We are considering porting an application from a dedicated digital signal processing chip to run on generic x86 hardware. The application does a lot of Fourier transforms, and from brief research, it appears that FFTs are fairly well suited to computation on a GPU rather than a CPU. For example, this page has some benchmarks with a Core 2 Quad and a GF 8800 GTX that show a 10-fold decrease in calculation time when using the GPU:
http://www.cv.nrao.edu/~pdemores/gpu/
However, in our product, size constraints restrict us to small form factors such as PC104 or Mini-ITX, and thus to rather limited embedded GPUs.
Is offloading computation to the GPU something that is only worth doing with meaty graphics cards on a proper PCIe bus, or would even embedded GPUs offer performance improvements?
The 8800 has on the order of 100 cores running at around half a GHz. I don't think any of the current embedded GPUs for small form factors have anywhere near as many shader/compute cores.
I would like to add on your question specifically about embedded GPUs.
They generally have very few shader cores, lesser registers for a core and lower memory bandwidth compared to high end GPUs seen on desktops. However, running FFT like applications on an embedded GPU can give a better performance compared to an onboard multicore CPU[1]. Major advantage in embedded GPUs is that they share a common memory with CPU thereby avoiding the memory copy process from host to device.
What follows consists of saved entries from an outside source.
Issue #231, opened 2022-03-08
Sort selection lists


markusdregi:
All selection lists in webviz-ert should be sorted alphabetically. That includes the case list, the response list and the parameter list.

PR #233, opened 2022-03-09
Sort the responses and parameter views

frode-aarstad:
**Issue**
Resolves equinor/webviz-ert#231

### DIFF
--- a/webviz_ert/controllers/observation_response_controller.py
+++ b/webviz_ert/controllers/observation_response_controller.py
@@ -127,7 +127,8 @@ def observation_response_controller(parent: WebvizErtPluginABC, app: dash.Dash) 
 
         def _generate_plot(ensemble_id: str, color: str) -> ResponsePlotModel:
             ensemble = load_ensemble(parent, ensemble_id)
-            plot = _create_misfits_plot(ensemble.responses[response], [], color)
+            resp = ensemble.responses[str(response)]
+            plot = _create_misfits_plot(resp, [], color)
             return plot
 
         response_plots = [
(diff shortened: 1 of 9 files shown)


webviz_ert/controllers/observation_response_controller.py
```diff
@@ -127,7 +127,8 @@ def update_graph(
 
         def _generate_plot(ensemble_id: str, color: str) -> ResponsePlotModel:
             ensemble = load_ensemble(parent, ensemble_id)
-            plot = _create_misfits_plot(ensemble.responses[response], [], color)
+            resp = ensemble.responses[str(response)]
```
DanSava, line 130: Is this refactoring really needed? Also, why is the string conversion required ? `str(response)`?

webviz_ert/models/ensemble_model.py
```diff
@@ -2,8 +2,8 @@
 import pandas as pd
 from typing import Mapping, List, Dict, Union, Any, Optional
 from webviz_ert.data_loader import get_data_loader, DataLoaderException
-
 from webviz_ert.models import Response, PriorModel, ParametersModel
+from collections import OrderedDict
```
DanSava, line 6: Is this import used?

DanSava (approved):

webviz_ert/controllers/observation_response_controller.py
DanSava: Still, something is fishy here that you had to explicitly cast to string... Any way this function is a bit messy I think it should be refactored in the future such that it does not take `response` from the outer scope but it should expect a response name as part of the function arguments.

PR #237, opened 2022-03-31
Remove search from some dropdowns

### LINKED ISSUE #235: Response / parameter search confusing
There is a `search` bar available which works as expected, but users ( test-users never seen this before ) attempts to write in the drop-down selection box underneath where the selected responses / parameters goes. We should disable the box from input ( and why is it indicated as a dropdown? It seems to just get filled with selected keys? 
Skjermbilde 2022-03-29 kl  12 03 41
)

frode-aarstad:
**Issue**
Resolves #235 

Removed search functionality from dropdowns for ensemble and parameters (same as responses). 
Removed "Select ..." text in the box which is misleading.


oysteoh (approved):
LGTM! 🚀

PR #239, opened 2022-04-05
Catch exceptions

### LINKED ISSUE #229: Clear cache / recover from failure in selected data
User testing with datasets new / unknown to us sometimes leads to errors in webviz-ert - typically a key is selected which causing an exception. The user then gets redirected immediately to the front-page. Going back to the page in question the key causing the failure is already selected and naturally causing the same exception again and the user is thrown back to the front-page without the possibility of deselecting the key. 

Solving this issue i guess is 2 part
- Handling what is actually causing the exception in webviz-ert  
- Always recover from an exception and / or notify the user of the event with the possibility to at least remove or do something with the faulty data instead of being forced to close and then launch `ert vis ..... .ert` again.

frode-aarstad:
**Issue**
Resolves #229

### DIFF
--- a/webviz_ert/data_loader/__init__.py
+++ b/webviz_ert/data_loader/__init__.py
@@ -150,9 +150,6 @@ class DataLoader:
             raise RuntimeError(
                 f"ERT Storage query returned with '{resp.status_code}':\n{pformat(doc)}"
             )
-
-        # self._graphql_cache[query][kwargs] = doc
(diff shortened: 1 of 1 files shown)


oysteoh (approved):
Handling exceptions improve the user experience a lot. This should be merged. How we are presenting the errors should be discussed with our users / webviz team. Created a separate issue for this and added it to our backlog https://github.com/equinor/webviz-ert/issues/241

PR #242, opened 2022-05-23
Add button to trigger ensemble data refresh

DanSava:
**Issue**
Closes https://github.com/equinor/ert/issues/3355

**Approach**
Add a button to trigger the new storage endpoint `/updates/facade`

### DIFF
--- a/tests/conftest.py
+++ b/tests/conftest.py
@@ -68,8 +68,8 @@ from webviz_ert.data_loader import GET_ENSEMBLE
 
 
 def _requests_post(url, **kwargs):
-    payload = kwargs["json"]
-    if payload["query"] == GET_ENSEMBLE:
+    payload = kwargs["json"] if "json" in kwargs else None
+    if payload is not None and payload["query"] == GET_ENSEMBLE:
         variables = payload["variables"]
         ensemble_id = variables["id"]
         url = f"http://127.0.0.1:5000/ensembles/{ensemble_id}"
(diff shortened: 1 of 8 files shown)


oysteoh:
Clicking on the refresh button makes all the selections cleared and reverted back to initial state, but the charts remains open . A bit confusing.... :thinking:

oysteoh:
Looking better now i think! But - adding more ensembles appending a full set of the selected keys.

Screenshot from 2022-05-24 08-46-16


Screenshot from 2022-05-24 08-46-31

DanSava:
Jenkins test this

tests/conftest.py
```diff
@@ -82,7 +82,7 @@ def _requests_post(url, **kwargs):
 def select_first(dash_duo, selector):
     parameter_selector_input = dash_duo.find_element(selector)
     options = parameter_selector_input.text.split("\n")
-    dash_duo.click_at_coord_fractions(parameter_selector_input, 0.1, 0.1)
+    dash_duo.click_at_coord_fractions(parameter_selector_input, 0.1, 0.05)
```
DanSava, line 85: Had to change this because when using this function to select the first element from the parameter selection list it would actually select the second one

tests/data/snake_oil_data.py
```diff
@@ -108,6 +109,7 @@ def content(self):
     "http://127.0.0.1:5000/ensembles/2/parameters": [
         {"name": "test_parameter_1", "labels": []},
         {"name": "test_parameter_11", "labels": []},
+        {"name": "BPR_138_PERSISTENCE", "labels": []},
```
DanSava, line 112: Had to add an extra parameter to the second ensemble because I needed two ensembles with the same parameter

oysteoh (approved):
LGTM! :rocket:  Just remember squash your commits :+1:

PR #255, opened 2022-05-25
Fix overlapping parameter plot headers

### LINKED ISSUE #245: Fix overlapping titles
Long titles on the keys will overlap in the plot viewer when adding more charts to the view. We should make it look nice.

frode-aarstad:
**Issue**
Resolves #245 

- Added a ... when name is too large.
- Added a tooltip with the complete parameter name
- Refactored the "options" to be on its own row below header


DanSava (approved):
Looks good :+1:

PR #257, opened 2022-05-26
Add new dropdown control for parameters and responses

### LINKED ISSUE #254: You can select multiple responses but only one is plotted. It should restrict to only one selected. todo

DanSava:
**Issue**
Was supposed to address  #254 before the issue was understood a bit more. Now using a single response selector does not seem to be the way to go.


DanSava:
Jenkins test this

DanSava:
No longer needed by #254

PR #2062, opened 2025-02-14
fix: misleading error message when TMC onboarding is incomplete.

i4ki:

When the user uses `terramate cloud login` but still haven't signup in Terramate, we were giving an error message saying he needs authenticate in the CLI when actually the correct message is that he needs to visit the cloud website and signup.

none

```
yes, fixes an issue
```

### DIFF
--- a/e2etests/cloud/run_cloud_uimode_test.go
+++ b/e2etests/cloud/run_cloud_uimode_test.go
@@ -318,7 +318,7 @@ func TestCloudSyncUIMode(t *testing.T) {
 					want: RunExpected{
 						Status: 1,
 						StderrRegexes: []string{
-							string(clitest.CloudLoginRequiredMessage),
+							string(clitest.CloudOnboardingIncompleteMessage),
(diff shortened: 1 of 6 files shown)


e2etests/cloud/run_cloud_uimode_test.go
```diff
@@ -318,7 +318,7 @@ func TestCloudSyncUIMode(t *testing.T) {
 					want: RunExpected{
 						Status: 1,
 						StderrRegexes: []string{
-							string(clitest.CloudLoginRequiredMessage),
+							string(clitest.CloudOnboardingIncompleteMessage),
```
i4ki, line 321: all of those tests were actually for incomplete onboarding because it fakes a 404 in the `/v1/users` endpoint, which means user is authenticated but didn't signup.

soerenmartius (approved):
LGTM

zied-elouaer (approved):

PR #2071, opened 2025-02-19
fix(tmc): github login should check "email_verified" from JWT.

i4ki:

When using `terramate cloud login --github` the CLI is giving an incorrect error telling the user that email is not verified. The problem is because it's checking the `email_verified` field from the response of the `signInWithIDP` Firebase endpoint and the field relates to the federated `email_verified` state but this is not important for Terramate Cloud. The JWT `email_verified` claim that should be used instead.

Fixes an issue reported by a customer.

```
yes
```


mariux (approved):
lgtm

zied-elouaer (approved):

PR #2077, opened 2025-02-24
chore(gha): quote shell arguments controlled by contributors.

i4ki:


cmd/terramate/main.go
```diff
@@ -3,7 +3,7 @@
 
 // Terramate is a tool for managing multiple Terraform stacks. Providing stack
 // execution orchestration and code generation as a way to share data across
-// different stacks.
```
sixstone-qq, line 6: This change should not be here :)

i4ki: I used this change to trigger the workflow because it only run if any Go file changes. Just for testing purposes. Removing now.

PR #2079, opened 2025-02-26
refactor!: remove default organization fallback if not set.

i4ki:

Note: This is a **BREAKING CHANGE**.

In order to avoid confusion and misconfiguration we are removing the organization fallback in case the user don't select an organization. Before, if the user had exactly 1 organization membership with `status=active` the CLI used it automatically.

Now users will need to explicitly set `terramate.config.cloud.organization` or export `TM_CLOUD_ORGANIZATION=<my org name>`.

none

```
yes, introduces a breaking change.
```


cloud/testserver/cloudstore/store.go
```diff
@@ -152,17 +152,21 @@ const (
...
-func LoadDatastore(fpath string) (*Data, error) {
+func LoadDatastore(fpath string) (store *Data, defaultOrg string, err error) {
 	data, err := os.ReadFile(fpath)
 	if err != nil {
-		return nil, errors.E(err, "failed to read testserver data")
+		return nil, "", errors.E(err, "failed to read testserver data")
 	}
-	var dstore Data
+	type serverData struct {
+		DefaultOrg string `json:"default_org"`
```
sixstone-qq, line 161: Instead of being the default org, I'd name it selected one:
```suggestion
		SelectedOrg string `json:"selected_org"`
```
What do you think? It's more accurate in my opinion with the use case.

e2etests/cloud/generate-e2e-testserver.tm
```diff
@@ -23,9 +23,10 @@ generate_file "testdata/cloud.data.json" {
 
   # default organizations of the e2e test server.
   lets {
+    default_org = "terramate"
     orgs = {
-      terramate = {
-        name         = "terramate"
+      (let.default_org) = {
```
sixstone-qq, line 28: :magic_wand:

sixstone-qq (commented):
Only one suggestion , let me know what you think

cloud/testserver/cloudstore/store.go
i4ki: the idea is that this is the "default org used in tests". I shorted it to "default_org".
Using "selected_org" would make more sense if this field were picked up by the CLI itself, I think.

sixstone-qq (approved):

cloud/testserver/cloudstore/store.go
i4ki: I changed to `default_test_org` to make the intention more clear. As I said, if using `selected_org` imply this is picked by CLI automatically or only this one is used which is not true, some tests use a different org.

sixstone-qq (commented):
Some questions otherwise LGTM

cmd/terramate/cli/tmcloud/auth/cloud_credential_github_oidc.go
```diff
@@ -206,29 +206,31 @@ func (g *githubOIDC) fetchDetails() error {
 }
 
 func (g *githubOIDC) Info(selectedOrgName string) {
-	if len(g.orgs) > 0 && g.orgs[0].Status == "trusted" {
-		printer.Stdout.Println("status: signed in")
-	} else {
+	printer.Stdout.Println(fmt.Sprintf("provider: %s", g.Name()))
+	if selectedOrgName == "" {
+		printer.Stdout.Println("status: untrusted")
```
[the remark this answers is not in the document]
i4ki: thanks for asking, I just removed this line in both OIDC cases.
My idea was to say that it's always `untrusted` if you don't set the organization but this is misleading... someone could think that TMC settings config is missing when in fact everything is right but just the org is not set.

thank you

cmd/terramate/cli/tmcloud/auth/cloud_credential_google.go
```diff
@@ -689,20 +688,44 @@ func (g *googleCredential) Info(selectedOrgName string) {
...
+			),
+		)
+		return
 	}
 
-	if len(g.orgs) == 0 {
-		printer.Stderr.Warnf("You are not part of an organization. Please visit %s to create an organization.", cloud.HTMLURL(g.client.Region))
+	org, found := g.orgs.LookupByName(selectedOrgName)
+	if found {
+		if org.Status != "active" {
```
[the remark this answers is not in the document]
i4ki: I know, but they are used everywhere, also in tests. I don't like inconsistencies, then I will try to fix this soon in the entire repo.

Almost all the embedded GPUs like Mali from ARM, adreno from Qualcomm etc support OpenCL, thus using an OpenCL library for your FFT on an embedded GPU can give a better performance (clFFT from AMD is well known and opensource). Tuning the OpenCL code for embedded GPU architecture can make it better.( please refer ARM Mali-T600 Series GPU OpenCL Developer Guide at http://infocenter.arm.com )
[1] Arian Maghazeh,Unmesh, Bordoloi Petru, Eles Peng. General Purpose Computing on Low-Power Embedded GPUs: Has It Come of Age?
Having developed FFT routines both on x86 hardware and GPUs (prior to CUDA, 7800 GTX Hardware) I found from my own results that with smaller sizes of FFT (below 2^13) that the CPU was faster. Above these sizes the GPU was faster. For instance, a 2^16 sized FFT computed an 2-4x more quickly on the GPU than the equivalent transform on the CPU. See a table of times below (All times are in seconds, comparing a 3GHz Pentium 4 vs. 7800GTX. This work was done back in 2005 so old hardware and as I said, non CUDA. Newer libraries may show larger improvements)
As suggested by other posters the transfer of data to/from the GPU is the hit you take. Smaller FFTs can be performed on the CPU, some implementations/sizes entirely in the cache. This makes the CPU the best choice for small FFTs (below ~1024 points). If on the other hand you need to perform large batches of work on data with minimal moves to/from the GPU then the GPU will beat the CPU hands down.
I would suggest using FFTW if you want a fast FFT implementation, or the Intel Math Library if you want an even faster (commercial) implementation. For FFTW, performing plans using the FFTW_Measure flag will measure and test the fastest possible FFT routine for your specific hardware. I go into detail about this in this question.
For GPU implementations you can't get better than the one provided by NVidia CUDA. The performance of GPUs has increased significantly since I did my experiments on a 7800GTX so I would suggest giving their SDK a go for your specific requirement.
You need to compare the cost of moving data to and from GPU memory versus any speed benefit from using the GPU. Although it's possible to overlap the I/O and the computation somewhat, you may still suffer if the I/O bandwidth requirements are greater than the computational bandwidth. If you have any additional computation that can be performed on the FFT data while it's resident in GPU memory then this can help to mitigate the I/O cost.
It's also important to note that GPU based FFTs typically only give good performance for single precision data. Furthermore you need to compare against the best possible CPU-based FFT, e.g. FFTW built for single precision and using SSE.
One problem might be getting the technical information you need to load and execute code on the GPU and communicate and exchange data with the CPU . Nvidia provide an API called CUDA specifically for this purpose. So choose a board with an Nvidia GPU that supports CUDA and you can probably experiment and benchmark at very little cost, and even prototype on a regular Desktop PC.
With respect to small form-factor hardware, this discussion may be relevant.